> **Description of the task**
If a line in the entries includes "armored", show that line.

-- Records for this exercise follows --

PR #2018, opened 2023-03-22
Retry password request during decryption.

antonsviridenko:


src/librepgp/stream-parse.cpp
```diff
@@ -2107,8 +2107,17 @@ init_encrypted_src(pgp_parse_handler_t *handler, pgp_source_t *src, pgp_source_t
             }
             /* Decrypt key */
             rnp::KeyLocker seclock(*seckey);
-            if (!seckey->unlock(*handler->password_provider, PGP_OP_DECRYPT)) {
-                errcode = RNP_ERROR_BAD_PASSWORD;
+            int            attempts = 3;
+            while (attempts--) {
+                errcode = RNP_ERROR_NO_SUITABLE_KEY;
+                if (!seckey->unlock(*handler->password_provider, PGP_OP_DECRYPT)) {
```
ni4, line 2113: Here and below we should take in account case when there are multiple recipients of the message, and user want to enter password only to the particular one. This may be checked by returning result of password provider call - false or true.

ni4: Also we should make number of password request tries configurable.

ni4 (changes requested):

src/librepgp/stream-parse.cpp
antonsviridenko: > This may be checked by returning result of password provider call - false or true.

In case of a `rnp` cli tool and password provider that reads from the `pass-fd`, it does not check the keyid, so the password and `true` result  would be returned every time.

antonsviridenko: Otherwise this code should still succeed when one of the passwords matches one of the keys, just many "Bad password" messages will be printed on stderr as a side effect.

ni4: > In case of a `rnp` cli tool and password provider that reads from the `pass-fd`, it does not check the keyid, so the password and `true` result would be returned every time.

These changes are mostly not for CLI, but for other FFI users (like TB), to let them repeat the password request if needed.

ronaldtse:
Closing in favour of #2414, which re-implements the same feature on current main.

The base branch here (`7837bb87` and ancestors from 2022) has drifted too far from current main to salvage — the diff against main is effectively a full rewrite of `stream-parse.cpp`. Cherry-picking just the retry logic onto current main would lose most of the surrounding context.

#2414 applies the audit findings from `TODO.rnp-pulls-review/2018-antonsviridenko.md`:

- Drops the per-failure `RNP_LOG("Bad password, try again.")` (the failure is in the errcode that propagates).
- Drops the dead `RNP_ERROR_NO_SUITABLE_KEY` reset at loop top.
- Adds real test coverage (`test_ffi_decrypt_password_retry` covers wrong-then-right, all-wrong, and provider-cancel cases).
- Cleans up the mixed tabs/spaces from the original PR.

The original idea and the user-facing behaviour (re-prompt on a wrong password instead of forcing a re-run) is preserved. Thank you for the original PR — sorry it took a fresh branch to land.

PR #2019, opened 2023-03-23
SEXP library as git submodule

maxirmx:


.github/workflows/debian.yml
```diff
@@ -92,9 +92,20 @@ jobs:
...
 #                                      [https://github.com/actions/runner/issues/1011]
-      - name: Checkout
+      - name: Checkout on x64
+        if: arch == 'x64'
+        uses: actions/checkout@v3
+        with:
+          submodules: true
+
+      - name: Checkout on ia64
+        if: arch == 'ia32'
```
ronaldtse, line 102: @maxirmx it says "Checkout on ia64" but the condition is `ia32`. Is this correct?

maxirmx: It is wrong, thank you, @ronaldtse

maxirmx:
rnp now uses sexp library as git submodule
For build procedures it looks like sexp source is just a subfolder in src.  
We can easily change git submodule to plain subfolder if necessarily.

IMPORTANT NOTE    When release tar is created we shall check that sexp sources are inside it.

ronaldtse (approved):

ni4 (approved):
LGTM, thanks!

Issue #2262, opened 2024-08-15
rnp_key_add_signature() missing on Ubuntu 22.04


csoler:
Apparently the version of libRNP that is supplied on ubuntu 22.04 (which is 0.15.2) doesn't include key certification yet.

I could not find in the code a way to prevent the compiler from failing when this functions is not here. Indeed, there is no (apparently) global variable that the pre-compiler can use in an #ifdef statement. I could only find a rnp_version() method, but this cannot be called by the pre-compiler.

Can you suggest me how to proceed?
Thx a lot
Cyril

ni4:
That strange that Ubuntu ships such an old version, I'll take a look whether we could ping them in some way.

As I remember we had plans to include defines for rnp version into header, but due to some reasons didn't implement that yet. So I created this issue: https://github.com/rnpgp/rnp/issues/2263

Right now you may involve some building steps, depending on which system you use for build.
For instance, during the build you may compile and run simple program which would be linked with rnp and return `rnp_version()` result.
We do something similar to return OpenSSL features in `findopensslfeatures.c`.

If you are building from sources, you may take a look at RNP build directory  and extract information from there.
Anyway, more correct way would be to install version header, of course, and we'll handle this.

Hope this helps,
Nickolay

ni4:
@csoler Btw, didn't notice at first - we don't have `rnp_key_add_signature()` function, instead we have only `rnp_key_direct_signature_create()/rnp_key_certification_create` at the moment. Now I'm working on extension to these functions which would allow to add any other kind of signatures, including other key certification.

csoler:
I updated my code so as to use librnp as a submodule. Now, it seems signatures still do not work. In particular the documentation for rnp_key_direct_signature_create() and rnp_key_certification_create() state that the signature should be finalized using rnp_signature_sign() call. But this function doesn't seem to exist. Did I miss anything here?

ni4:
@csoler oh, it should by called `rnp_key_signature_sign()`, just a typo in documentation which should be fixed.

PR #2298, opened 2024-12-09
Fix wrong function name mentioned in rnp.h

ni4:
See https://github.com/rnpgp/rnp/issues/2262#issuecomment-2525244075


maxirmx (approved):
LGTM

PR #2304, opened 2024-12-25
(WIP) Refactor pgp_encrypted_material_t to C++ classes.

ni4:
Just few more types left to avoid unions and move pgp::mpi to std::vectory.


src/lib/rnp.cpp
```diff
@@ -8174,29 +8174,32 @@ add_json_mpis(json_object *jso, pgp_key_t *key, bool secret = false)
...
+    case PGP_PKA_RSA_SIGN_ONLY: {
+        auto &rsa = dynamic_cast<const pgp::RSASigMaterial &>(*material);
+        return add_json_mpis(jso, "sig", &rsa.sig.s, NULL);
+    }
     case PGP_PKA_ELGAMAL:
-    case PGP_PKA_ELGAMAL_ENCRYPT_OR_SIGN:
-        return add_json_mpis(jso, "r", &material.eg.r, "s", &material.eg.s, NULL);
-    case PGP_PKA_DSA:
-        return add_json_mpis(jso, "r", &material.dsa.r, "s", &material.dsa.s, NULL);
+    case PGP_PKA_ELGAMAL_ENCRYPT_OR_SIGN: {
```
maxirmx, line 8189: IMHO this piece of code call for virtual function

something like 
```
virtual mpi* SigMaterial::get_mpi() = 0;
```
and appropriate redefinitions for ```EgSigMaterial``` et al

ni4: I don't like the way it is currently done as well. The problem here is that different signature types may have different MPIs. In this case it is simple, one or two, but for EncMaterial and KeyMaterial it is more complicated, however I think we should use the same approach in both cases. Don't know a good solution yet.

desvxx (approved):

ni4:

PR #2309, opened 2025-01-24
Refactor encrypted_add_password().

ni4:
- for better code quality
- closer to c++ style
- workaround GnuPG multiple SKESKs handling, causing random CI failures for us.

### DIFF
--- a/src/lib/rnp.cpp
+++ b/src/lib/rnp.cpp
@@ -120,15 +120,6 @@ ffi_key_provider(const pgp_key_request_ctx_t *ctx, void *userdata)
     return find_key(ffi, ctx->search, ctx->secret, true);
 }
 
-static void
-rnp_ctx_init_ffi(rnp_ctx_t &ctx, rnp_ffi_t ffi)
-{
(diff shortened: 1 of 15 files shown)


src/lib/rnp.cpp
```diff
@@ -3340,11 +3301,8 @@ try {
         return RNP_ERROR_NULL_POINTER;
     }
 
-    *op = new rnp_op_verify_st();
-    rnp_ctx_init_ffi((*op)->rnpctx, ffi);
+    *op = new rnp_op_verify_st(ffi, signature);
     (*op)->rnpctx.detached = true;
```
desvxx, line 3305: maybe it will be more consistent to add these params to constructor as well?

desvxx (approved):

ni4:
Merging with two approvals. Thanks!

src/lib/rnp.cpp
ni4: Agree, thanks. Will address via another PR as this one is already merged.

PR #2321, opened 2025-03-12
Add curve module checks for 3.7.0+ Botan

ni4:
Since 3.7.0 Botan has separate module for each curve, which may be disabled, so we should check for them.

### DIFF
--- a/src/lib/CMakeLists.txt
+++ b/src/lib/CMakeLists.txt
@@ -172,6 +172,18 @@ if(CRYPTO_BACKEND_BOTAN)
   else()
     set(_botan_required_features ${_botan_required_features} DL_SCHEME RAW_HASH_FN)
   endif()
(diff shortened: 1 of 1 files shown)


maxirmx (commented):
Is there a test for Botan 3.7.0 +  ?

ni4:
> Is there a test for Botan 3.7.0 + ?

Yeah, Botan's head which is 3.7.0+. Should I add Fedora 41 + dedicated Botan version runner as well?

maxirmx:
> Yeah, Botan's head which is 3.7.0+. 
I should/could guess it myself :)

maxirmx (approved):
LGTM

desvxx (approved):

ni4:
Thanks! Merging with two approvals.

PR #2323, opened 2025-03-15
Add support for DSA 4096 bit keys

### LINKED ISSUE #2260: Add support for DSA-4096 keys and signatures.
## Description

There are some keys in a wild which use DSA 4096 bits (example: https://bugzilla.mozilla.org/show_bug.cgi?id=1903976), and those are supported/validated correctly by GnuPG.
We should consider supporting them as well, as currently we limit Q parameter size to 256 bits, while DSA 4096 would need 384.

ni4:
While this is not follows standard, there are still possible existing of such artifacts. So we would allow to import and use such keys, but do not generate.

Fixes #2260 

P.S. Doesn't work with OpenSSL backend as it doesn't support 384-bit signature element size.


src/lib/crypto/dsa.cpp
```diff
@@ -131,10 +126,6 @@ rnp_result_t
 Key::verify(const Signature &sig, const rnp::secure_bytes &hash) const
 {
     size_t q_order = q.bytes();
-    if (q_order > BITS_TO_BYTES(DSA_MAX_Q_BITLEN)) {
```
desvxx, line 134: I guess it's totally fine to drop this, but just can't keep myself from voicing my "oh no, some checks was removed from the code" feeling. :)

desvxx (approved):

src/lib/crypto/dsa.cpp
ni4: @desvxx previously we had static C-style fixed-size array for storage, so this check was required. Now with std::vector we may drop it )

ni4:
Merging with two approvals, thanks!

PR #2324, opened 2025-03-17
Allow extra spaces after the armored block during the key import.

### LINKED ISSUE #2308: Allow to have extra spaces/eols after the armored key during the import.
## Description

See the details and samples here: https://bugzilla.mozilla.org/show_bug.cgi?id=1941700

ni4:
Fixes #2308


ronaldtse (approved):

src/librepgp/stream-common.cpp
maxirmx, line 1: IMHO it can be simplified. Not that it changes much  but looks a bit more "C++ ish"

```
#include <cstring>
#include <cctype>

bool
pgp_source_t::skip_chars(const char *chars)
{
    uint8_t ch;
    size_t  read;

    while (true) {
        if (!peek(&ch, 1, &read)) {
            return false;
        }
        if (read !=0 && std::strchr(chars, ch)) {
            skip(1);
        } else {
            break;
        }
    }

    return true;
}
```

maxirmx (changes requested):
please consider simplifying `pgp_source_t::skip_chars`

src/librepgp/stream-common.cpp
ni4: @maxirmx Does it look good now?

maxirmx (approved):

ni4:

PR #2327, opened 2025-03-19
Tests support: use POSIX syntax for cp

barracuda156:
Using gnuism here was breaking tests when `cp` did not support it. Use POSIX instead.


ni4 (approved):
LGTM, thanks! Yesterday VSCode screwed me up by not finding copy_recursive call in rnp_tests.cpp

ronaldtse:
Thank you @barracuda156 @ni4 !

PR #2330, opened 2025-03-21
Refactor rnp::Hash and pgp_key_store_format_t.

ni4:
Came accross these changes while refactoring pgp_fingerprint_t, so for better clarity and easier review moved them to separate PR.

### DIFF
--- a/src/lib/crypto/hash.cpp
+++ b/src/lib/crypto/hash.cpp
@@ -95,19 +95,17 @@ Hash_Botan::add(const void *buf, size_t len)
     fn_->update(static_cast<const uint8_t *>(buf), len);
 }
 
-size_t
+void
 Hash_Botan::finish(uint8_t *digest)
 {
     if (!fn_) {
-        return 0;
+        return;
     }
-    size_t outlen = size_;
     if (digest) {
         fn_->final(digest);
     }
     fn_ = nullptr;
     size_ = 0;
-    return outlen;
 }
 
 const char *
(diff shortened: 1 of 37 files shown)


src/lib/crypto/hash.cpp
```diff
@@ -95,19 +95,17 @@ Hash_Botan::add(const void *buf, size_t len)
     fn_->update(static_cast<const uint8_t *>(buf), len);
 }
 
-size_t
+void
 Hash_Botan::finish(uint8_t *digest)
 {
     if (!fn_) {
-        return 0;
+        return;
```
desvxx, line 102: Missing some exception/warning here?

src/lib/crypto/hash_ossl.cpp
```diff
@@ -117,23 +117,20 @@ Hash_OpenSSL::add(const void *buf, size_t len)
     }
 }
 
-size_t
+void
 Hash_OpenSSL::finish(uint8_t *digest)
 {
     if (!fn_) {
-        return 0;
+        return;
```
desvxx, line 124: And here

desvxx (approved):

src/lib/crypto/hash.cpp
ni4: @desvxx Thanks, I think adding assert here would be good enough as this may happen only due to development error, not runtime.

maxirmx (approved):
LGTM

ni4:

PR #2335, opened 2025-03-31
Support use of botan-config.cmake

### LINKED ISSUE #2121: Upstream FindBotan.cmake to CMake project
It has been a long-term issue that CMake does not ship with a `FindBotan.cmake` find module to search for and link against a Botan installation. People start writing their own find modules again and again, that basically do the same, which you can see [GitHub search](https://github.com/search?q=findbotan.cmake&type=code), for example. For existing but also new users of Botan, it would be great if they had out-of-the-box support for Botan in CMake projects.

I found that the [`FindBotan`](https://github.com/rnpgp/rnp/blob/main/cmake/Modules/FindBotan.cmake) script you ship with rnp looks the most mature and already supports Botan 2.x and 3.x. Would it be possible to upstream it to the [CMake project](https://gitlab.kitware.com/cmake/cmake/-/tree/master/Modules)? The only requirement from CMake's side would be to find a [dedicated module maintainer](https://gitlab.kitware.com/cmake/community/-/wikis/doc/cmake/dev/Module-Maintainers). If none of you can do this, I would be willing to step in to make this happen.

/cc @randombit @reneme @lieser

ni4:
It appears we didn't have best support for added via https://github.com/randombit/botan/pull/3722 botan-config.cmake, so this PR fixes that.
Since we still need to support Botan-2 I didn't delete builtin FindBotan.cmake
This should (or could) be a reason for issues @defnax experienced in #2307

Fixes #2121

### DIFF
--- a/.github/workflows/macos.yml
+++ b/.github/workflows/macos.yml
@@ -159,6 +159,28 @@ jobs:
           export PATH="$PWD/build/src/lib:$PATH"
           ctest --parallel ${{ env.CORES }} --test-dir build -C Debug --output-on-failure
 
+      - name: Configure and build with botan-config.cmake
+        if:  matrix.backend == 'botan3'
+        run: |
+            rm -rf build
+            rm -rf ./cmake/Modules/FindBotan.cmake
+            shopt -s nullglob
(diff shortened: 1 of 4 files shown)


desvxx (approved):

ni4:

PR #2338, opened 2025-04-05
Refactor pgp::mpi to use std::vector instead of fixed-size buffer.

ni4:
Less memory usage, more robust, cleaner code.


desvxx (approved):

maxirmx (approved):
LGTM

-- Records for this exercise concluded --

> **Written reply**
Allow extra spaces after the armored block during the key import.
### LINKED ISSUE #2308: Allow to have extra spaces/eols after the armored key during the import.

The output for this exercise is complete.